Mobile Creatures is a quiet, fragmented, deeply interior novel about grief, widowhood, sisters, childhood trauma, dogs, writing, migration, memory, and the difference between fact and truth. It is narrated by Faith, an American novelist living in Berlin with her elderly dog Sally after the death of her husband, Ronan Sullivan, who was also a writer. The novel does not unfold as a conventional plot so much as a pattern of movement: Berlin walks, remembered trips, old family wounds, Ronan’s illness, Grace’s pregnancy, Faith’s accident, Sally’s decline, and finally the act of writing the book we seem to be reading.
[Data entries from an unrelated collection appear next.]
PR #409, opened 2026-05-26
Use dedicated symbols for controlled gates

ksk-jij:
## Summary

This PR updates the circuit drawer so controlled wrappers around simple built-in gates can reuse the drawer's dedicated gate symbols instead of always falling back to a generic controlled-U box. Controlled SWAP now renders as a Fredkin-style control dot plus SWAP markers, and controlled X/Z/CX/CZ/Toffoli wrappers also use their dedicated visual forms when the wrapped block is exactly one supported gate.

The IR and backend emission semantics are unchanged. The new behavior is carried as visualization metadata in the analyzer and consumed by the matplotlib renderer.

## Testing

- uv run pytest tests/circuit/test_drawer_controlled.py tests/circuit/test_drawer_slice.py tests/circuit/test_drawer_for_items.py -q

Type checking was intentionally skipped per maintainer instruction during local review.

### DIFF
--- a/qamomile/circuit/visualization/analyzer.py
+++ b/qamomile/circuit/visualization/analyzer.py
@@ -33,6 +33,7 @@ from qamomile.circuit.ir.operation.gate import (
     MeasureVectorOperation,
 )
 from qamomile.circuit.ir.operation.operation import QInitOperation
+from qamomile.circuit.ir.operation.return_operation import ReturnOperation
 from qamomile.circuit.ir.types.primitives import QubitType
 from qamomile.circuit.ir.value import ArrayValue, Value
 
@@ -1000,7 +1001,12 @@ class CircuitAnalyzer:
             u_name = getattr(op.block, "name", "U") or "U"
             power_val = self._resolve_controlled_u_power(op, param_values)
             label = f"{u_name}^{power_val}" if power_val > 1 else u_name
-            box_width = self._estimate_label_box_width(label)
+            controlled_gate_type = self._controlled_u_single_gate_type(op, power_val)
+            box_width = (
+                self.style.gate_width
+                if controlled_gate_type is not None
+                else self._estimate_label_box_width(label)
+            )
             # Control qubits first, then target qubits
             control_indices: list[int] = []
             for qval in op.control_operands:
@@ -1022,6 +1028,7 @@ class CircuitAnalyzer:
                 qubit_indices=control_indices + target_indices,
                 estimated_width=box_width,
                 kind=VGateKind.CONTROLLED_U_BOX,
+                gate_type=controlled_gate_type,
                 box_width=box_width,
                 control_count=len(control_indices),
             )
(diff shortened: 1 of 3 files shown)


ksk-jij:
## Branch Summary

### 1. Problem Overview

On `main`, drawing a normal `qmc.swap` gate uses the dedicated SWAP crossing symbol, but drawing a controlled SWAP through `qmc.controlled(qmc.swap)` or `qmc.controlled(_swap_gate)` falls back to a generic controlled-U box. The underlying wrapped block is still just a single SWAP gate, but that information was not preserved in the visualization path: `ControlledUOperation` was always converted into a generic `VGateKind.CONTROLLED_U_BOX`, with no route back to the renderer's existing dedicated symbols. This PR keeps the execution IR unchanged, but lets the visualization analyzer detect wrapped controlled-U blocks that contain exactly one supported gate plus an optional return, carry that `GateOperationType` into Visual IR, and let the renderer draw the existing CX/CZ/Toffoli/SWAP-style symbols instead of a box.

### 2. Frontend-Level Behavior

The user-facing qkernel code and `qmc.controlled` API do not change. The visible behavior changes only in `draw()` / `MatplotlibDrawer.draw_kernel()`: `qmc.controlled(qmc.swap)` now appears as a Fredkin-style symbol, with a control dot connected to SWAP crossing markers on the two target wires. Controlled wrappers around single X/Z/CX/CZ/Toffoli gates also use the dedicated symbol style instead of a generic box when the wrapped block is simple enough.

```python

@qmc.qkernel
def controlled_swap_example() -> tuple[qmc.Qubit, qmc.Qubit, qmc.Qubit]:
    q = qmc.qubit_array(3, "q")
    cswap = qmc.controlled(qmc.swap)
    return cswap(q[0], q[1], q[2])

fig = qmc.draw(controlled_swap_example)
```

Powered controlled-U operations such as `cswap(q[0], q[1], q[2], power=2)` remain boxed. Collapsing those into only a SWAP-style symbol would hide the exponent, so the generic box is kept when `power > 1`.

### 3. Backend / IR-Level Changes

There is no semantic change to the compiler IR, transpiler pipeline, or backend emission. The change is limited to circuit visualization: Visual IR construction in the analyzer and matplotlib rendering.

In `qamomile/circuit/visualization/analyzer.py:1000`, `ControlledUOperation` conversion now calls `_controlled_u_single_gate_type()` before creating the `VGate`. The helper at `qamomile/circuit/visualization/analyzer.py:1040` ignores `ReturnOperation`, checks whether the wrapped block contains exactly one `GateOperation`, and returns the wrapped `GateOperationType` only for `X`, `Z`, `CX`, `CZ`, `SWAP`, and `TOFFOLI`. That value is stored on `VGate.gate_type`, and dedicated-symbol controlled-U nodes use the normal gate width for layout.

In `qamomile/circuit/visualization/renderer.py:709`, the renderer tries `_draw_vcontrolled_u_special_gate()` before drawing the generic controlled-U target box. The helper at `qamomile/circuit/visualization/renderer.py:751` draws SWAP as explicit control dots plus SWAP X markers, draws X/CX/TOFFOLI as a multi-control target-X form, draws Z/CZ as a dot-only CZ-style form, and falls back to the existing controlled-U box when no dedicated symbol applies.

`tests/circuit/test_drawer_controlled.py:20` adds small qkernels for X/Z/CX/CZ/SWAP/Toffoli wrappers and their controlled forms. `tests/circuit/test_drawer_controlled.py:216` verifies that supported controlled-U nodes carry the expected `gate_type`, `control_count`, `qubit_indices`, and normal gate width. `tests/circuit/test_drawer_controlled.py:228` verifies that powered controlled SWAP stays boxed, and `tests/circuit/test_drawer_controlled.py:236` verifies that controlled SWAP renders without a target box and with one control dot.

### 4. Alternatives Considered

One alternative would be to lower `qmc.controlled(qmc.swap)` into a different IR operation, or to introduce a transpiler pass that rewrites controlled SWAP into a special gate. That would be the wrong layer for this issue: the problem is purely visual, not semantic, and concretizing the IR would go against Qamomile's design preference to keep IR abstract and push backend-specific realization later. This PR therefore keeps `ControlledUOperation` as the source of truth and only attaches a visualization hint in Visual IR for simple cases that can be drawn with existing symbols.

Another alternative would be to make the renderer inspect `ControlledUOperation.block` directly. That would blur the existing analyzer/renderer boundary: the analyzer is responsible for IR semantics and resolution, while the renderer should draw already-resolved Visual IR. This PR keeps that separation by doing the semantic detection in the analyzer and making the renderer branch only on `VGate.gate_type`.

### 5. Known Limitations

When the wrapped block contains multiple operations, or when it wraps a gate without dedicated controlled rendering in this PR, it still renders as a generic controlled-U box. This includes gates such as `H`, `P`, `RX`, `RY`, `RZ`, `CP`, and `RZZ`. The current scope is limited to X/Z/CX/CZ/Toffoli/SWAP-style gates because those either already have a dedicated symbol or naturally compose into one. A future extension could add phase and rotation symbols, but it should first define where parameter labels should go and how they should look with multiple controls.

When `power > 1`, the controlled-U remains boxed even if the wrapped gate is a single SWAP or X-style gate. This preserves the `pow=N` information in the diagram. A future layout enhancement could support exponent labels next to dedicated symbols, at which point powered cases could also avoid the generic box.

The opening establishes the central wound. Faith and Ronan once lived on the Oregon coast in a bungalow on Blueberry Lane, facing the Pacific, with their dog Sally. They were both fiction writers and, for a time, they lived in a rare state of mutual creative sympathy: one writing while the other wrote, one celebrating the other’s success, the ocean and forest outside their door. Then Ronan gets a phone call from his doctor. A routine test has revealed cancer that has already spread. The life they thought they had ahead of them collapses in a single moment. Faith thinks of Raymond Carver’s “Chef’s House,” about happiness in a seaside house that must come to an end.
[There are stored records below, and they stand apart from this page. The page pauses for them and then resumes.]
PR #129, opened 2020-09-25
Remove USE_UNORDERED_MAP because it has bit-rotted.

Quuxplusone:
Trying to compile with `-DUSE_UNORDERED_MAP` produces lots of compiler errors
like these, because of missing `std::hash` specializations.
Also, `#define unordered_map map` is just evil!

```
./nonisotropic.cpp:875:36: note: in instantiation of template class 'std::__1::unordered_map<hr::nilv::mvec, hr::heptagon *,
      std::__1::hash<hr::nilv::mvec>, std::__1::equal_to<hr::nilv::mvec>, std::__1::allocator<std::__1::pair<const hr::nilv::mvec, hr::heptagon
      *> > >' requested here
    unordered_map<mvec, heptagon*> at;
                                   ^

./nonisotropic.cpp:239:58: note: in instantiation of template class 'std::__1::unordered_map<std::__1::pair<hr::heptagon *, hr::heptagon *>,
      hr::heptagon *, std::__1::hash<std::__1::pair<hr::heptagon *, hr::heptagon *> >, std::__1::equal_to<std::__1::pair<hr::heptagon *,
      hr::heptagon *> >, std::__1::allocator<std::__1::pair<const std::__1::pair<hr::heptagon *, hr::heptagon *>, hr::heptagon *> > >'
      requested here
    unordered_map<pair<heptagon*, heptagon*>, heptagon*> at;
                                                         ^

./nonisotropic.cpp:457:49: error: no matching member function for call to 'iadj'
      while(h1->distance < h2->distance) back = iadj(h2, down) * back, h2 = h2->cmove(down);
                                                ^~~~
cell.cpp:42:15: note: candidate function not viable: no known conversion from 'hr::sn::hrmap_solnih' to 'hr::hrmap' for object argument
  transmatrix iadj(heptagon *h, int d) {
              ^
cell.cpp:41:22: note: candidate function not viable: no known conversion from 'hr::sn::hrmap_solnih' to 'hr::hrmap' for object argument
  struct transmatrix iadj(cell *c, int i) { cell *c1 = c->cmove(i); return adj(c1, c->c.spin(i)); }
                     ^
```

After the diagnosis, Faith and Ronan begin travelling. They go first to Iceland, chasing wonder in a season of darkness. Ronan dreams of shooting the scan of tumors inside his body with a pistol that will not fire. They eat extraordinary cinnamon rolls, make love in the long dark, and take a trip to see the northern lights. The guide calls them the luckiest people she has ever taken out, because the aurora is unusually spectacular; she jokingly says they can all die happy now. Ronan whispers that she has no idea. The cruelty of that luck — to be given beauty while dying — becomes one of the novel’s central emotional tensions.